_TASK TO CARRY OUT_
The reply consists of one number only: how many lines in the listing below contain the word "function".

[Opening SOURCE RECORDS section]

PR #688, opened 2025-09-07
Updated the app.js code and README.md files so that PrismarineJS can be used under the latest NodeJS versions

AyzeLYC:
Under the latest NodeJS versions if you want to use require you have to use :

import { createRequire } from "node:module"; // imports the createRequire function from the NodeJS CommonJS module handler
const require = createRequire(import.meta.url); // initializes the require function that NodeJS had under CommonJS

### DIFF
--- a/app.js
+++ b/app.js
@@ -1,3 +1,7 @@
+// global dependancies
+import {createRequire} from "node:module";
+const require = createRequire(import.meta.url);
+
 #!/usr/bin/env node
 // process.env.DEBUG = 'minecraft-protocol'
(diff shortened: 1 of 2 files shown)


extremeheat:
This is not correct

extremeheat:
Update your node to latest if you have issue importing the package with ESM

extremeheat:
flying-squid (as with all the other prismarinejs projects) are commonjs, not ESM. You cannot use ESM with them. If you are on a newer version of node and using ESM, you can import commonjs with a standard ESM import.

[Closing SOURCE RECORDS section]

_FINAL ANSWER_
2